++++ Data for processing
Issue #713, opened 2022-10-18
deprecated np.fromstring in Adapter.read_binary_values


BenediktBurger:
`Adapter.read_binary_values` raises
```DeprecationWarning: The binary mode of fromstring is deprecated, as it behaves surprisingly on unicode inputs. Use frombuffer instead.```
++++++++
§ **Exercise**: All of the entries, from the first line to the last, should be duplicated exactly.

§ **Result of the task**:
Issue #713, opened 2022-10-18
deprecated np.fromstring in Adapter.read_binary_values


BenediktBurger:
`Adapter.read_binary_values` raises
```DeprecationWarning: The binary mode of fromstring is deprecated, as it behaves surprisingly on unicode inputs. Use frombuffer instead.```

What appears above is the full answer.